Dataset excerpts —
================================
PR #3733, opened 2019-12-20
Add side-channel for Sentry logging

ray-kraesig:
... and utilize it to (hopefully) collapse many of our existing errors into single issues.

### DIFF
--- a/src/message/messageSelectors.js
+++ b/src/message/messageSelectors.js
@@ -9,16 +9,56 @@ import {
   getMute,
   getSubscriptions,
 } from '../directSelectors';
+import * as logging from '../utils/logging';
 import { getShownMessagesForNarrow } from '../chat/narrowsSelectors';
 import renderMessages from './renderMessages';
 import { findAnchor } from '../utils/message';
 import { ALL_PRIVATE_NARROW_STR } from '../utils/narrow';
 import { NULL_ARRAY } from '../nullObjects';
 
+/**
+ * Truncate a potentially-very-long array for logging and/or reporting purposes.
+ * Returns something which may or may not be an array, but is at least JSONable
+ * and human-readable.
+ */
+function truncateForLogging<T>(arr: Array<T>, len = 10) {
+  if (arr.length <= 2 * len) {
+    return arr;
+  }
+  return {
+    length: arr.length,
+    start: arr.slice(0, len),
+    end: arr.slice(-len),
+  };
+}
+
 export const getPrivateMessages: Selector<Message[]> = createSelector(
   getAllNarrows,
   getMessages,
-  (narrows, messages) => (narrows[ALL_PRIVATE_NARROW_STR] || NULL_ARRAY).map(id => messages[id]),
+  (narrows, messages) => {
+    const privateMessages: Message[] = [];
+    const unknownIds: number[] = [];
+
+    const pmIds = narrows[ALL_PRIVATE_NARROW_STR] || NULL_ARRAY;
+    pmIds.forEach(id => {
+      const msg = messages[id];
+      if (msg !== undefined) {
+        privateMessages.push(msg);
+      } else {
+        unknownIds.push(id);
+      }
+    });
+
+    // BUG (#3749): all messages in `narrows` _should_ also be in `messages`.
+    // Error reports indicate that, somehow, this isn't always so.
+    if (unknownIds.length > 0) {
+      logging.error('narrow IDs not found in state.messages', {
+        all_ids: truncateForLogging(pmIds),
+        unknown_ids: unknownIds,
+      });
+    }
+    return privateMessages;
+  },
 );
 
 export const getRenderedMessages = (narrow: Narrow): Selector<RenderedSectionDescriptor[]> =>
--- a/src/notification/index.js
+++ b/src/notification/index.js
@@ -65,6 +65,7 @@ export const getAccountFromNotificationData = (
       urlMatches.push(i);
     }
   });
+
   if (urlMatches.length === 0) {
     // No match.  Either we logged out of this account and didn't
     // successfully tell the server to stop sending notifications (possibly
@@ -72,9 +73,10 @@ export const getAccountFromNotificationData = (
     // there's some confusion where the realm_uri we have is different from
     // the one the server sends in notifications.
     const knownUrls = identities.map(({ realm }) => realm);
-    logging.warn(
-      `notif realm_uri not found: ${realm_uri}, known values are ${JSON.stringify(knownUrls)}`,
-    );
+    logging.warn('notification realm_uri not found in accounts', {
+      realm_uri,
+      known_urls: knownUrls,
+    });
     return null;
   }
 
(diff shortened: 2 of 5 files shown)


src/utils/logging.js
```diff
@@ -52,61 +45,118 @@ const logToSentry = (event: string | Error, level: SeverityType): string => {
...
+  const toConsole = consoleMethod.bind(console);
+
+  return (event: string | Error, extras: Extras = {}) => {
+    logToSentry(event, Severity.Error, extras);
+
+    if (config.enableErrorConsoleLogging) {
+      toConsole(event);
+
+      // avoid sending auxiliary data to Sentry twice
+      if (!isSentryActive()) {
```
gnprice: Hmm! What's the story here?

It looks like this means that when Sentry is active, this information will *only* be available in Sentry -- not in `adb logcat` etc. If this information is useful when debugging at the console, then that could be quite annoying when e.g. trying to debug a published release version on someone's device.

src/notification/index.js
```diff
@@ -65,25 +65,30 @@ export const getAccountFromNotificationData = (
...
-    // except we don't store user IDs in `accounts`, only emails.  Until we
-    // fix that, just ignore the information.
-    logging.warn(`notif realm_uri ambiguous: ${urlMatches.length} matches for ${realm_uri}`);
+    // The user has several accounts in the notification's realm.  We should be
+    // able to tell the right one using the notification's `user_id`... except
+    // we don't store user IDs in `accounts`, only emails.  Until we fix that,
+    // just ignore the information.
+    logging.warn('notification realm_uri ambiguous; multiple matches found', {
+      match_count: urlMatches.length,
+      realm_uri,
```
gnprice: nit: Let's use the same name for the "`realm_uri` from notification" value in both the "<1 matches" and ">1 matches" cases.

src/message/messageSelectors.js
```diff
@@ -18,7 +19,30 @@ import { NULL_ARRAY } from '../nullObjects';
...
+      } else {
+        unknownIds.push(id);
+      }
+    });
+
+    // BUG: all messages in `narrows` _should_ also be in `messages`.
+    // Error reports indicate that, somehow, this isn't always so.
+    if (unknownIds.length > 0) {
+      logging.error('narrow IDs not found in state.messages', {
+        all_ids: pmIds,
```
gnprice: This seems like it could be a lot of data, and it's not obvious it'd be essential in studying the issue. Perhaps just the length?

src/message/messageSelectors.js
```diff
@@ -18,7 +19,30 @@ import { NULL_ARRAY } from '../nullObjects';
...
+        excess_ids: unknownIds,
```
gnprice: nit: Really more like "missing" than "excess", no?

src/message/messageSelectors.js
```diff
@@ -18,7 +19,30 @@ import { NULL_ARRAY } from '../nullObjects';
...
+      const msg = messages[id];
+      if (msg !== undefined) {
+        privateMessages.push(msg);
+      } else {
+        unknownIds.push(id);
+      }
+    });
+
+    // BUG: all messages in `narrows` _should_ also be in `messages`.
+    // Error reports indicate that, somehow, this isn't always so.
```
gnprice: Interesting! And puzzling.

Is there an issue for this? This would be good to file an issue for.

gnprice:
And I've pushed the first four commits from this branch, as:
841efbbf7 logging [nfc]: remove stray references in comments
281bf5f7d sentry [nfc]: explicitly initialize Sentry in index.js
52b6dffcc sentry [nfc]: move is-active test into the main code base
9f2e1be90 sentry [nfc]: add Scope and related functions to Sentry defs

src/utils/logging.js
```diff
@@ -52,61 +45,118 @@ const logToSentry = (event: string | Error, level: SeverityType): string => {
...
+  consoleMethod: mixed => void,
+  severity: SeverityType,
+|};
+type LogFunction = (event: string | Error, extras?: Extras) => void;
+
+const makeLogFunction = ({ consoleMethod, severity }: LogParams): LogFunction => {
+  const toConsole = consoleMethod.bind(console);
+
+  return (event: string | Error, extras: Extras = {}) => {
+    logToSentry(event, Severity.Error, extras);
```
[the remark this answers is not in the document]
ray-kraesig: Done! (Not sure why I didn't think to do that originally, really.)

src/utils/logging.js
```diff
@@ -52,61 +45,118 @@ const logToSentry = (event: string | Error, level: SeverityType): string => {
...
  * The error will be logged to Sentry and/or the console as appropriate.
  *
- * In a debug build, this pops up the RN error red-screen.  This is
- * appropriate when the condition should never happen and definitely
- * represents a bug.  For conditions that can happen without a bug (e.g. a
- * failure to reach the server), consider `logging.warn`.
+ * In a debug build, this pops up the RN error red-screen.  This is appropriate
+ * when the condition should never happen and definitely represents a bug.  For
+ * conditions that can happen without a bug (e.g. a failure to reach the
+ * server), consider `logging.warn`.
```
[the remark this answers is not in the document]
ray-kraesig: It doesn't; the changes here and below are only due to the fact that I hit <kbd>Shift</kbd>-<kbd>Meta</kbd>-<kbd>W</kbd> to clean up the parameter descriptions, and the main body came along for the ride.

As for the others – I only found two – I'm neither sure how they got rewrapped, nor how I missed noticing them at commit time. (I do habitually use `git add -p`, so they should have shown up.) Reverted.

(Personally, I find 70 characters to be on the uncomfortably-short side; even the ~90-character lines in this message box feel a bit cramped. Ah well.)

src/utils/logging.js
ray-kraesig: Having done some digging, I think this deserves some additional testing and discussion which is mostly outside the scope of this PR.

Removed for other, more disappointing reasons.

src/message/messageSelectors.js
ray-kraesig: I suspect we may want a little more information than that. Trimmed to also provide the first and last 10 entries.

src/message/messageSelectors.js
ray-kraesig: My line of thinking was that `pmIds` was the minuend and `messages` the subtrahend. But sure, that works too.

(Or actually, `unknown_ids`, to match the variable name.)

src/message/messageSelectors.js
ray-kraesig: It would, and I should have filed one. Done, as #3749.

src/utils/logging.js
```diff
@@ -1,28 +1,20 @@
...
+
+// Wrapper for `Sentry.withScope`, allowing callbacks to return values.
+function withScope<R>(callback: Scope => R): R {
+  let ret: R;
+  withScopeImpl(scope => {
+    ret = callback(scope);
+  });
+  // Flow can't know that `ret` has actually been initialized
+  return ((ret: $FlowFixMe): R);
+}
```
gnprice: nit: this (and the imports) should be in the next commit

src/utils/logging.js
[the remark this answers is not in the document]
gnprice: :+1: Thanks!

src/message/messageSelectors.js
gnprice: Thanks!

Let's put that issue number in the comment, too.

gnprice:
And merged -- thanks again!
================================
PROBLEM — Which lines run from the one holding "number[] = [];" through the one holding "BUG (#3749): all" in the records above? Repeat them exactly, both included, and nothing more.

RESULT OF THE TASK —
+    const unknownIds: number[] = [];
+
+    const pmIds = narrows[ALL_PRIVATE_NARROW_STR] || NULL_ARRAY;
+    pmIds.forEach(id => {
+      const msg = messages[id];
+      if (msg !== undefined) {
+        privateMessages.push(msg);
+      } else {
+        unknownIds.push(id);
+      }
+    });
+
+    // BUG (#3749): all messages in `narrows` _should_ also be in `messages`.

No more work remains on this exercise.